Aljarad Sarah, Alhamid Ahmad, Hanifa Hamdah, Zayegh Obada, Ataya Jamal, Aljarad Ziad
Department of haematology, Damascus University Faculty of Medicine, Damascus, Syria.
Biomedical Sciences, Nagasaki University Graduate School of Biomedical Sciences, Nagasaki, Japan.
Oxf Med Case Reports. 2025 Mar 28;2025(4):omaf006. doi: 10.1093/omcr/omaf006. eCollection 2025 Apr.

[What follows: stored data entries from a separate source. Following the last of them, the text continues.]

Issue #388, opened 2021-12-08
Support additional apply mechanism -- server side apply


redbaron:
**Describe the problem/challenge you have**
I'd like make use of server side apply feature, bypassing rebaseRule entirely.

**Describe the solution you'd like**

An optional support for server-side apply, enabled by the `--server-side` flag. 

**Anything else you would like to add:**

When server-side apply is in use rebaseRules are entirely bypassed. Diff is generated using dry run and diffing result with kubernetes objects currently in cluster to get a most accurate preview of changes. 

Should server side apply generate a conflict, it can be resolved in kapp favour  with `--force` flag.

`kapp.k14s.io/original` annotation remains populated to support subsequent kapp invocations without `--server-side` flag.  Default rebaseRules probably need to be updated to keep cluster-managed `metadata.managedFields` path.

Related issues: https://github.com/vmware-tanzu/carvel-kapp/issues/43
 

Server side apply doc: https://kubernetes.io/docs/reference/using-api/server-side-apply/

---
Vote on this request

This is an invitation to the community to vote on issues, to help us prioritize our backlog. Use the "smiley face" up to the right of this comment to vote.

👍 "I would like to see this addressed as soon as possible"
👎 "There are other more important things to focus on right now"

We are also happy to receive and review Pull Requests if you want to help working on this issue.

100mik:
Interesting suggestion! We were working on having a `--dry-run` feature which would probably complement the [server side validation](https://github.com/kubernetes/enhancements/issues/2885) which just made it to alpha I believe. We did run into a few edge cases like where users were deploying CRDs and CRs using the same manifest.

Will definitely explore the Server Side apply feature to see how we can leverage it. 🥂
Worth noting that we do generate diffs using the resource on the cluster when there are changes 🤔 
Using the `--diff-changes` (or `-c`) flag will help you see the exact changes being applied before you confirm them.

cppforlife:
> > it looks like server side apply and it's conflict resolution framework is better approach
>
> kapp tries to provide a guarantee that what gets applied results in same outcome regardless of what happened on the server. in server side apply world, for example, keys that are set by something else on the server side will never be unset by future apply that do not touch that section. this definitely "fights" against general philosophy of kapp. but lets take that convo to this other thread you started.

(copying my comment from https://github.com/vmware-tanzu/carvel-kapp/issues/385#issuecomment-989290669)

redbaron:
[...]

PR #392, opened 2021-12-14
Support for server side apply

redbaron:
First take on server side apply feature  (https://github.com/vmware-tanzu/carvel-kapp/issues/388) to collect early feedback.

Some highlights:
- user provided manifest + some kapp generated annotations is what we are submitting to K8S via PATCH request. 
- diff calculation is at the core of `kapp` code paths, so I had to approximate it by diffing existing instances against dry run SSA result. This required calls to K8S much earlier in the code than it was previously, which required some plumbing
 - because we have to make dry run call, there is a new  `NewChangeSSA` change factory
 - E2E test runner now supports `KAPP_E2E_SSA=1` env var value. When set, `--ssa-enabled` flag is added to kapp invocation allowing same tests to be run in SSA mode. Tests with rebasing are skipped in SSA mode.
 - To make debugging e2e cases easier I created embeddable runner, which runs kapps `*corbra.Command` in the testing process. It is not a full replacement for a `kapp` command execution, but greatly helped developing this feature as most interesting scenarios come up in `e2e` and not   unit testing.

Unimplemented:
- [x] SSA conflict force flag. It is present, but not used anywhere.
- [x] conflicting CLI flags are ignored in favour of SSA feature. I think there should be  a clear error message if conflicting flags are specificed, like `--diff-against-last-applied`.

Yet untested (unless there is an existing E2E test covering it):
- [ ] how changes to namespace are handled
- [ ] how changes to apiVersion are handled (apps/v1beta1 -> apps/v1)

Features deliberately left outside of this PR:
- Ownership transfer as described in [docs](https://kubernetes.io/docs/reference/using-api/server-side-apply/#transferring-ownership).  There might be situations where user might want to give up ownership of certain fields after initial creation.  `kapp` could assist with it.
- Fine grained force conflict resolution. Right now it is all or nothing. There is no fine grained force option in the kubernetes, so it has to be implemented as 2 separate operations: non-SSA patch for conflicting fields + SSA for the rest. I'll create an issue with more detailed proposal once SSA work is merged


100mik:
Thanks for the draft PR @redbaron !
Will definitely go through the changes to get an idea of what's going on.

pkg/kapp/diff/change_factory.go
```diff
@@ -4,26 +4,76 @@
...
+func (f ChangeFactory) NewChangeAgainstLastApplied(ctx context.Context, existingRes, newRes ctlres.Resource) (Change, error) {
 	// Retain original copy of existing resource and use it
 	// for rebasing last applied resource and new resource.
 	existingResForRebasing := existingRes
+	var err error
 
 	if existingRes != nil {
+		// Strip rebasing "base" object of kapp history so that it never shows up in the diff, regardless
+		// of rebase rules used
+		existingResForRebasing, err = f.NewResourceWithHistory(existingRes).HistorylessResource()
```
redbaron, line 83: I believe there was a sleeper bug here, which unfolded like following:
- By the end of this function `existingRes` was unconditionally stripped of history with `HistorylessResource()`
- `newRes` was unconditionally stripped of history with `HistorylessResource()`
- `existingResForRebasing` has history kept, because it comes from the cluster as is
- When building `rebasedNewRes` using `existingResForRebasing + newRes`, history was removed due to default rebase rules included in the kapp transplanting history-less annotations from `newRes` 
- If we redeploy same object as previous deployment, end result has no spurious diff, because both objects have history stripped

Should provided config had different rebase rules, `rebasedNewRes` is going to have history annotations from `existingResForRebasing`, but `existingRes` wont, generating spurious diff.

Similar situation arises when `metadata.managedFields` is populated by the cluster. This field is considered history and is stripped in `HistorylessResource()` call, but default rebase rules have no mentions of it.

Instead of updating default rebase rule, I opted for fixing it at the source. Here I am stripping history from all objects, ensuring it is not going to show up in any diffs regardless of kapp config provided. Technically it is a change in behaviour, hence this comment to highlight it.

pkg/kapp/cmd/app/apply_flags.go
```diff
@@ -62,6 +64,10 @@ func (s *ApplyFlags) SetWithDefaults(prefix string, defaults ApplyFlags, cmd *co
 	cmd.Flags().IntVar(&s.WaitingChangesOpts.Concurrency, prefix+"wait-concurrency",
 		5, "Maximum number of concurrent wait operations")
 
+	cmd.Flags().BoolVar(&s.ServerSideApply, prefix+"server-side", false, "If true, apply runs in the server instead of the client")
+	cmd.Flags().StringVar(&s.FieldManagerName, prefix+"field-manager", "kapp-server-side-apply", "Name of the manager used to track field ownership")
+	cmd.Flags().BoolVar(&s.ServerSideForceConflict, prefix+"force-conflicts", false, "If true, server-side apply will force the changes against conflicts.")
```
cppforlife: lets prefix these flags with server-side-apply (or may be just ssa) e.g.

--server-side-apply
--server-side-apply-field-manager
--server-side-apply-force-conflicts

or 

--ssa
--ssa-field-manager
--ssa-force-conflicts

cppforlife: also are there cases when somebody would want to force conflicts for one but not the other resource? what would be workflow there, or is it pretty much always --ssa-force-conflicts=true (and if so should that be default?)

pkg/kapp/cmd/app/deploy.go
```diff
@@ -51,7 +52,12 @@ func NewDeployCmd(o *DeployOptions, flagsFactory cmdcore.FlagsFactory) *cobra.Co
 		Use:     "deploy",
 		Aliases: []string{"d", "dep"},
 		Short:   "Deploy app",
-		RunE:    func(_ *cobra.Command, _ []string) error { return o.Run() },
+		RunE: func(_ *cobra.Command, _ []string) error {
+			if o.ApplyFlags.ServerSideApply {
+				o.DiffFlags.ChangeSetOpts.Mode = ctldiff.ServerSideApplyChangeSetMode
+			}
```
cppforlife: not a fan of doing it in RunE, lets move this into Run()... (also going to see if there is a better place for this)

pkg/kapp/cmd/app/deploy.go
```diff
@@ -315,19 +324,17 @@ func (o *DeployOptions) existingResources(newResources []ctlres.Resource,
 	return resourceFilter.Apply(existingResources), o.existingPodResources(existingResources), nil
 }
 
-func (o *DeployOptions) calculateAndPresentChanges(existingResources,
-	newResources []ctlres.Resource, conf ctlconf.Conf, supportObjs FactorySupportObjs) (
-	ctlcap.ClusterChangeSet, *ctldgraph.ChangeGraph, bool, string, error) {
+func (o *DeployOptions) calculateAndPresentChanges(ctx context.Context, existingResources, newResources []ctlres.Resource, conf ctlconf.Conf, supportObjs FactorySupportObjs) (ctlcap.ClusterChangeSet, *ctldgraph.ChangeGraph, bool, string, error) {
```
cppforlife: nit: undo formatting change -- easier to see when it's on multiple lines

pkg/kapp/cmd/tools/diff_flags.go
```diff
@@ -35,7 +35,11 @@ func (s *DiffFlags) SetWithPrefix(prefix string, cmd *cobra.Command) {
 	cmd.Flags().BoolVar(&s.LineNumbers, prefix+"line-numbers", true, "Show line numbers")
 	cmd.Flags().BoolVar(&s.Mask, prefix+"mask", true, "Apply masking rules")
 
-	cmd.Flags().BoolVar(&s.AgainstLastApplied, prefix+"against-last-applied", true, "Show changes against last applied copy when possible")
+	if *cmd.Flags().Bool(prefix+"against-last-applied", true, "Show changes against last applied copy when possible. Ignored when server-side apply is used.") {
```
cppforlife: nit: lets put (`Ignored when server-side apply is used.` into parenthesis). we typically dont have multiple sentences in descriptions.

pkg/kapp/diff/change_factory.go
```diff
@@ -4,26 +4,76 @@
...
 func NewChangeFactory(rebaseMods []ctlres.ResourceModWithMultiple,
-	diffAgainstLastAppliedFieldExclusionMods []ctlres.FieldRemoveMod) ChangeFactory {
+	diffAgainstLastAppliedFieldExclusionMods []ctlres.FieldRemoveMod, resources ctlres.Resources) ChangeFactory {
+
+	return ChangeFactory{rebaseMods, diffAgainstLastAppliedFieldExclusionMods, resources}
+}
+
+func (f ChangeFactory) NewChangeSSA(ctx context.Context, existingRes, newRes ctlres.Resource) (Change, error) {
+	if existingRes != nil {
+		historylessExistingRes, err := f.NewResourceWithHistory(existingRes).HistorylessResource()
```
cppforlife: should we even bother with "history" when doing SSA?

pkg/kapp/diff/change_factory.go
cppforlife: will think through it, thanks for call out 👍

test/e2e/diff_test.go
```diff
@@ -120,8 +120,9 @@ data:
 	})
 
 	logger.Section("deploy no change", func() {
-		out, _ := kapp.RunWithOpts([]string{"deploy", "-f", "-", "-a", name, "--json"},
+		out, err := kapp.RunWithOpts([]string{"deploy", "-f", "-", "-a", name, "--json"},
 			RunOpts{IntoNs: true, StdinReader: strings.NewReader(yaml1)})
+		require.NoError(t, err)
```
cppforlife: no need to check on err -- by default kapp object should do it for you unless AllowError is set to true. (this just makes it less noisy to write tests)

pkg/kapp/diff/change_set.go
```diff
@@ -23,13 +32,24 @@ type ChangeSet struct {
 func NewChangeSet(existingRs, newRs []ctlres.Resource,
 	opts ChangeSetOpts, changeFactory ChangeFactory) *ChangeSet {
 
+	if opts.Mode == "" {
+		opts.Mode = ExactChangeSetMode
+	}
```
cppforlife, line 37: seems like we should be able to make tighter assertion that mode isnt empty instead of just defaulting.

cppforlife (commented):
looking pretty good so far.

pkg/kapp/cmd/app/apply_flags.go
redbaron: I kept flag names and defaults as they are in `kubectl apply`, which many people are familiar with.

pkg/kapp/cmd/app/deploy.go
redbaron: I plan to add flag validation step and return error, rather than silently overwriting values provided by user, so it should be a RunE I believe because it can return error.

test/e2e/diff_test.go
redbaron: I'll do same error handling in RunEmbedded then

pkg/kapp/diff/change_set.go
redbaron: It is to preserve original behaviour where empty `ChangeSetOpts{}` used  exact change factory function.  Empty `ChangeSetOpts{}` is used in tests only.

test/e2e/diff_test.go
```diff
@@ -87,7 +87,7 @@ data:
 			"conditions":      "",
 			"kind":            "ConfigMap",
 			"name":            "redis-config",
-			"namespace":       "kapp-test",
+			"namespace":       env.Namespace,
```
praveenrewar, line 90: 💯

pkg/kapp/cmd/app/deploy.go
redbaron: done

pkg/kapp/cmd/tools/diff_flags.go
redbaron: Done. Also changed wording to indicate conflict.

pkg/kapp/diff/change_factory.go
redbaron: You are right. Because diff is between existing and dry run apply result, history remains unchanged between these two, so no need to strip it.

pkg/kapp/cmd/app/deploy.go
100mik: I believe we could move these validations to the `Run()`function  as it returns an error and let the command initialisation have
```go
RunE:    func(_ *cobra.Command, _ []string) error { return o.Run() }
```

pkg/kapp/resources/resources.go
```diff
@@ -293,7 +302,7 @@ func (c *ResourcesImpl) Update(resource Resource) (Resource, error) {
 	return NewResourceUnstructured(*updatedUn, resType), nil
 }
 
-func (c *ResourcesImpl) Patch(resource Resource, patchType types.PatchType, data []byte) (Resource, error) {
+func (c *ResourcesImpl) Patch(resource Resource, patchType types.PatchType, data []byte, dryRun bool) (Resource, error) {
```
100mik: I wonder if we  should add something like a struct `resource.PatchOpts` and pass that to the function instead.
Something like 
```go
type PatchOpts struct {
    dryRun bool
}
```
This allows us to add options in the future easily without changing the function definition. 🤔

redbaron: Done

test/e2e/config_test.go
```diff
@@ -313,6 +313,8 @@ apiVersion: v1
 kind: ConfigMap
 metadata:
   name: test-cm
+  annotations:
+    ann1: val1
```
redbaron, line 319: I've added this to show that not all annotations stripped when object is passed to rebase rules

test/e2e/config_test.go
```diff
@@ -351,15 +353,18 @@ data:
 			"values": asYAML(t, map[string]interface{}{
 				"existing": func() interface{} {
 					raw := cm.Raw()
+					removeHistory(raw)
```
redbaron, line 358: Consequence of https://github.com/vmware-tanzu/carvel-kapp/pull/392/files#r768970039  is that rebase rules don't see history in objects passed to them. I've adjusted test to reflect it.

redbaron:
Hm, all tests are passing locally on Docker Desktop managed 1.21 kubernetes cluster, but  `TestSSAUpdateSimple`  fails in CI.

pkg/kapp/cmd/app/apply_flags.go
redbaron: Done

pkg/kapp/cmd/app/deploy.go
redbaron: Moved to PreRunE

test/e2e/diff_test.go
redbaron: Done

100mik:
Looks like it is just the new test. Let me take a swing at it as well 🤔

cppforlife:
(will also circle back in beginning of Jan, happy holidays!)

redbaron:
> your company's legal contact did not review your signed contributor license agreement within the 14 day limit.

I don't understand, which company? Which address your bot contacted? I am contributing from my personal account.

praveenrewar:
> Hm, all tests are passing locally on Docker Desktop managed 1.21 kubernetes cluster, but TestSSAUpdateSimple fails in CI.

The tests are running on k8s v1.16 and v1.22, and I think the behaviour is a bit different on those.
For v1.22 you might wanna remove the `spec.selector` field in `kubectlChange` (I haven't looked at it in detail so I am not sure how that will effect the e2e test).

redbaron:
OK, it reached the stage where I'd like to propose it for a merge.

I added option to run E2E tests with SSA enabled and  test suite now passes with SSA on my 1.21 K8S,  except for tests with rebasing. I'll go through diff and add notes on  parts worth paying attention to.

`TestIgnoreFailingAPIServices` fails for me locally even on master, because error message text differs from what test expects.

There is a missing test for `--ssa-force` option, I'll add it in due course, but otherwise I consider initial implementation complete.
I'll also update  PR message to reflect current state shortly.

/cc @cppforlife

cppforlife:
cool cool. ill do a deep dive today/tomorrow on this @redbaron. other folks will also take a look...

cppforlife:
(still reading through the code... hoping to be done tomorrow)

pkg/kapp/cmd/app/deploy_flag_help_sections.go
```diff
@@ -17,6 +17,10 @@ var (
 		Title:       "Diff Flags:",
 		PrefixMatch: "diff",
 	}
+	SSAFlagGroup = cobrautil.FlagHelpSection{
+		Title:       "Server side apply Flags:",
```
cppforlife: nit: "Server side apply Flags:" => "Server Side Apply Flags:"

test/e2e/update_server_side_test.go
```diff
@@ -0,0 +1,130 @@
...
+
+	tmpFile := newTmpFile(string(yamlExpected), t)
+	defer os.Remove(tmpFile.Name())
+
+	expectedObj := corev1.Service{}
+
+	// Patch dry run returns merged object with all patch-file fields present
+	err = kubectl.RunWithOptsIntoJSON([]string{"patch", "svc", "redis-primary", "--patch-file", tmpFile.Name(), "--dry-run=client"},
+		RunOpts{IntoNs: true}, &expectedObj)
+	require.NoError(t, err)
```
cppforlife, line 126: seems like a complicated way of determining expected state. is there something simpler that can be done (aka more static/hard-coded into the test)?

test/e2e/update_server_side_test.go
```diff
@@ -0,0 +1,130 @@
...
+
+	require.Equal(t, expectedObj, inClusterObj)
+
```
cppforlife: nit: remove new line

test/e2e/kapp.go
```diff
@@ -96,10 +101,97 @@ func (k Kapp) RunWithOpts(args []string, opts RunOpts) (string, error) {
 	return stdoutStr, err
 }
 
+func (k Kapp) RunEmbedded(args []string, opts RunOpts) (string, error) {
+	if k.SSAEnabled {
+		args = enableSSA(args)
+	}
+	var stdoutBuf bytes.Buffer
+	//var stdout io.Writer = bufio.NewWriter(&stdoutBuf)
```
cppforlife: nit: remove

test/e2e/kapp.go
```diff
@@ -96,10 +101,97 @@ func (k Kapp) RunWithOpts(args []string, opts RunOpts) (string, error) {
...
+	err := command.Execute()
+	confUI.Flush()
+
+	if err != nil {
+		require.Truef(k.t, opts.AllowError, "Failed to successfully execute '%s': %v", k.cmdDesc(args, opts), err)
+	}
+	return stdoutBuf.String(), err
+}
+
+func enableSSA(args []string) []string {
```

Aase-Smith syndrome type 2 is a rare genetic disorder that affects erythropoiesis and bone development, causing hypoplastic anemia and abnormalities in the fingers and toes, specifically triphalangeal thumbs. While there is no cure, treatment involves managing symptoms through blood transfusions, surgical intervention, and genetic counselling. A 15-year-old student presented with an unmeasured fever for two months, recurrent lung infections, difficulty in speech, and impaired gait. The patient had multiple congenital malformations including triphalangeal thumbs and a history of mild anemia. Bone marrow biopsy revealed an isolated slowing of erythroid lineage maturation. Radiology studies showed scoliosis, hand deformities, and multiple calcified lesions in the brain. The patient's fever exacerbated, and oxygen saturation deteriorated, necessitating tracheal intubation. Several hours later, the patient passed away.
2型阿塞-史密斯综合征是一种罕见的遗传性疾病,影响红细胞生成和骨骼发育,导致发育不全性贫血以及手指和脚趾异常,特别是三节指骨的拇指。虽然无法治愈,但治疗包括通过输血、手术干预和遗传咨询来控制症状。一名15岁的学生出现持续两个月的不明发热、反复肺部感染、言语困难和步态障碍。该患者有多种先天性畸形,包括三节指骨的拇指和轻度贫血史。骨髓活检显示红系成熟单独减慢。放射学研究显示脊柱侧弯、手部畸形和脑部多个钙化病变。患者发热加剧,氧饱和度恶化,需要气管插管。几小时后,患者去世。